How drinking can literally change the ‘Shape of You’: Effect of alcohol on neuronal structure of the brain
By Sharvari Ajit Deepti Narendra, Bioinformatics, 2020
When people think of alcohol, their mind might remember the last time they were drunk — the low glutamate levels causing their thought process to slow down, the increased gamma-Aminobutyric acid (GABA) levels causing drowsiness, and the waves of dopamine crashing inside the brain, maintaining the high. In simple words, they remember feeling good about themselves for having drunk dialed their exes and slurring their feelings on the phone. Yet, they also remember going into a depressive state, caused by the same increased dopamine levels, and crying over either their actions or unreciprocated feelings. Because dopamine causes simultaneous highs and lows, the brain keeps getting tricked into feeling great, causing people to continue drinking until they pass out or, in some cases, even black out. This constitutes the other half of people who remember getting drunk, but do not remember what happened after.
There have been various established studies illustrating the effect of alcohol on chemicals, like dopamine, that are released by neurons in the brain (i.e. neurotransmitters). Now, scientists are interested in knowing how alcohol affects the neuron’s structure itself. A study published in December 2019 by Claudia Aghaie et al. demonstrated that rats exposed to alcohol (ethanol) before birth showed a decrease in dopaminergic neuron body size in the ventral tegmental area (VTA) of the brain. The VTA is an integral part of the reward system of the brain — the same system that keeps tricking people into feeling great after drinking alcohol, despite making rash decisions like having unprotected sex or driving while being intoxicated. Alcohol activates the dopaminergic (dopamine transmitting) neurons in the VTA, which causes increased dopamine levels in the nucleus accumbens (NAc), another integral component of the reward system.
Alcohol activates the dopaminergic (dopamine transmitting) neurons in the ventral tegmental area, which causes increased dopamine levels in the nucleus accumbens (NAc), another integral component of the reward system.
The NAc also receives spiny projection neurons, known as striatal medium spiny neurons (MSNs), which produce GABA, the primary inhibitory neurotransmitter. The drowsiness caused by increased GABA production owing to drinking alcohol is because of the inhibitory nature of this chemical — it inhibits impulses in the neuron so that it does not excite nearby neurons as well. A study published in 2015 by Texas A&M Health Science Center College of Medicine showed that drinking alcohol leads to changes in the structure of MSNs located in the dorsomedial striatum, the area of the brain responsible for selecting an action based on expected reward value or the selection of a goal-directed action. This means that if people want to keep feeling good after drinking alcohol, the dorsomedial striatum assists in their decision to drink more. In other words, as the old saying goes: “First you take a drink, then the drink takes a drink, then the drink takes you.”

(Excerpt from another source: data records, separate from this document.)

PR #2360, opened 2026-09-07
fix(verify): reject same-content verifier writes

Q00:
Refs #2336

## User problem
A deferred verify command could rewrite a file with identical content during settlement and remain accepted because content digests were unchanged.

## Promised contract
A verifier is observational. Any workspace write during settlement replay, including same-content rewrites, invalidates the verification result.

## Implementation boundary
`src/ouroboros/orchestrator/parallel_executor.py`; settlement replay compares workspace file metadata before and after replay.

## Evidence
`uv run pytest -q tests/unit/orchestrator/test_parallel_executor_verify_by_default.py` passes.

### DIFF
--- a/src/ouroboros/orchestrator/parallel_executor.py
+++ b/src/ouroboros/orchestrator/parallel_executor.py
@@ -5287,6 +5287,21 @@ class ParallelACExecutor:
             return results
 
         cwd = self._task_cwd or self._adapter.working_directory or os.getcwd()
+
+        def workspace_metadata_fingerprint() -> tuple[tuple[str, int, int], ...] | None:
+            """Capture write metadata so a same-content verifier write is visible."""
+            try:
+                entries: list[tuple[str, int, int]] = []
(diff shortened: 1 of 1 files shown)


Q00 (commented):
Reviewed the same-content verifier-write detection. The metadata fingerprint is compared before and after settlement replay and conservatively invalidates results when metadata cannot be read. The current blocker is PR hygiene: `Refs #2336` points to a merged pull request rather than an issue, so the Issue link check fails; please link a real issue or apply the repository-approved no-issue label.

Q00 (commented):
Reviewed the same-content verifier-write detection. The metadata fingerprint is compared before and after settlement replay and conservatively invalidates results when metadata cannot be read. The current blocker is PR hygiene: Refs #2336 points to a merged pull request rather than an issue, so the Issue link check fails; please link a real issue or apply the repository-approved no-issue label.

PR #2361, opened 2026-09-07
test: share packaging fixtures and classify integration tests

Q00:
Refs #2336

## User problem
Packaging tests rebuilt the same wheel independently and the test suite did not classify integration tests consistently. PR checks also ran artifact-building `slow` tests by default.

## Promised contract
Packaging assertions inspect one session-scoped wheel artifact, preserving all existing checks while removing duplicate builds. Integration tests are explicitly marked, and PR checks skip only `slow` tests; pushes retain the full non-performance suite.

## Implementation boundary
Pytest fixtures and markers, wheel packaging/profile tests, and the test workflow. No production code or test assertions are removed.

## Evidence
- Packaging/profile target: 44 passed.
- `ruff check` clean.
- Collection with the PR expression: 22,146 selected / 8 slow tests deselected.
- The packaging target fell from 29.01s to 24.90s locally.

### DIFF
--- a/.github/workflows/test.yml
+++ b/.github/workflows/test.yml
@@ -112,7 +112,13 @@ jobs:
           if [[ "${{ github.event_name }}" != "pull_request" && "${{ matrix.python-version }}" == "3.12" ]]; then
             COV_ARGS="--cov=src/ouroboros --cov-report=xml"
           fi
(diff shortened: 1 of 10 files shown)


Q00 (commented):
Review findings: the implementation direction is reasonable, but the required Ruff format check currently fails in tests/conftest.py, tests/integration/plugin/test_wheel_packaging.py, and tests/unit/orchestrator/test_profile_loader.py. Please run ruff format on the changed files and push the formatting fix before merge.

Issue #588, opened 2020-04-14
Some Boost.Spirit source files are not UTF-8


skelly-energid:
```
Python 3.7.5 (default, Nov 20 2019, 09:21:52) 
Type "copyright", "credits" or "license" for more information.

IPython 5.8.0 -- An enhanced Interactive Python.
?         -> Introduction and overview of IPython's features.
%quickref -> Quick reference.
help      -> Python's own help system.
object?   -> Details about 'object', use 'object??' for extra details.

In [1]: f = open("./boost/spirit/home/support/char_encoding/iso8859_1.hpp", "r")

In [2]: f.read()
---------------------------------------------------------------------------
UnicodeDecodeError                        Traceback (most recent call last)
<ipython-input-2-571e9fb02258> in <module>()
----> 1 f.read()

/usr/lib/python3.7/codecs.py in decode(self, input, final)
    320         # decode input (taking the buffer into account)
    321         data = self.buffer + input
--> 322         (result, consumed) = self._buffer_decode(data, self.errors, final)
    323         # keep undecoded input until the next call
    324         self.buffer = data[consumed:]

UnicodeDecodeError: 'utf-8' codec can't decode byte 0xa1 in position 10012: invalid start byte

In [3]: f = open("./boost/spirit/home/x3/support/subcontext.hpp", "r")

In [4]: f.read()
---------------------------------------------------------------------------
UnicodeDecodeError                        Traceback (most recent call last)
<ipython-input-4-571e9fb02258> in <module>()
----> 1 f.read()

/usr/lib/python3.7/codecs.py in decode(self, input, final)
    320         # decode input (taking the buffer into account)
    321         data = self.buffer + input
--> 322         (result, consumed) = self._buffer_decode(data, self.errors, final)
    323         # keep undecoded input until the next call
    324         self.buffer = data[consumed:]

UnicodeDecodeError: 'utf-8' codec can't decode byte 0xed in position 151: invalid continuation byte
```

djowel:
Will you do a PR?

skelly-energid:
I'm afraid not.

Kojoley:
@K-ballo could you please send a PR with your name transliterated? I am asking you about this to have done it right and to clear potential legal problems of such actions.

K-ballo:
> @K-ballo could you please send a PR with your name transliterated

@Kojoley feel free to use the ascii variant "Agustin Berge", as should already be the case in other source files.

PR #594, opened 2020-05-04
Replace invalid UTF-8 with valid UTF-8.

rubenvb:
This should fix issue #588.

I checked all of `include/` for invalid UTF-8 by running this command from the terminal when my locale was set to a UTF-8 locale:
```
grep -Raxv '.*' include/
```

### DIFF
--- a/include/boost/spirit/home/x3/support/subcontext.hpp
+++ b/include/boost/spirit/home/x3/support/subcontext.hpp
@@ -1,6 +1,6 @@
 /*=============================================================================
     Copyright (c) 2001-2014 Joel de Guzman
-    Copyright (c) 2013 Agustín Bergé
+    Copyright (c) 2013 AgustÃ­n BergÃ©
     http://spirit.sourceforge.net/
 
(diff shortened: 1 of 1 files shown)


Kojoley:
We cannot do this either because source file character mapping is implementation specific http://www.eel.is/c++draft/lex.phases#1.1
I am also afraid of altering copyright headers because I am not a lawyer.

rubenvb:
I don't quite understand why your C++ Standard quote has any relevance. They were implementation-specific bytes before, they are still now. The difference is now they are in a known, very common encoding. If you can find one supported compiler that chokes on this change (and didn't on the unchanged code), I will eat my shoe.

I can somewhat understand your copyright altering apprehension, if there was any altering going on. As it stands, this is just an encoding change. In the same sense you would be afraid to check out the Boost source code on Windows as you would alter line endings in the copyright header. If you look at the commit diff in any decent text viewer, you will see your font glyph picking can't even discern between before and after.

Maybe @K-ballo him/her/...self can weigh in on the correct spelling of his/her/... name?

In the NAc, on the other hand, small protrusions from these MSNs, known as dendritic spines, serve as receptor sites for both dopaminergic and glutamatergic (glutamate transmitting) neurons originating from other regions of the brain, and together they display an unusual form of arrangement called the “synaptic triad.” Alcohol addiction is thought to affect the architecture of this structure by changing the head sizes of the dendritic spines.
They demonstrated that dopamine administration to rats undergoing alcohol withdrawal reversed the change in the synaptic architecture in the NAc.
Withdrawal from alcohol addiction, the symptoms of which can be even worse than being addicted to alcohol in the first place, is also shown to remodel the architecture of the synaptic triad. Additionally, previous research in 2014 by Spiga et al. on withdrawal has witnessed reductions in dopaminergic projections to the triad. A study conducted in the beginning of 2019 by a group of scientists from University of Palermo in Italy used the results from this previous study to their advantage. Since alcohol withdrawal showed reduced dopaminergic transmissions along with changes in the synaptic triad structure, they decided to investigate the effect of boosting dopamine signaling on the triad architecture. They demonstrated that dopamine administration to rats undergoing alcohol withdrawal reversed the change in the synaptic architecture in the NAc, and they proposed the possibility of boosting dopamine signaling as a therapeutic measure for alcohol-related dysfunction.
Alcohol consumption and dependence is a vast area of study that is slowly branching towards investigating alcohol-induced neuronal structural variations. More research is needed to explore if changes in neuronal structures can be targeted for alcohol treatment and if similar changes are observed in humans as well. Until then, here’s to hoping that, like Tyrion Lannister, we would also drink and know things.
Alcoholism: Clinical and Experimental Research (2019). Doi: 10.1111/acer.14275.
The Journal of Neuroscience (2019). Doi: 10.1523/JNEUROSCI.1377–18.2018.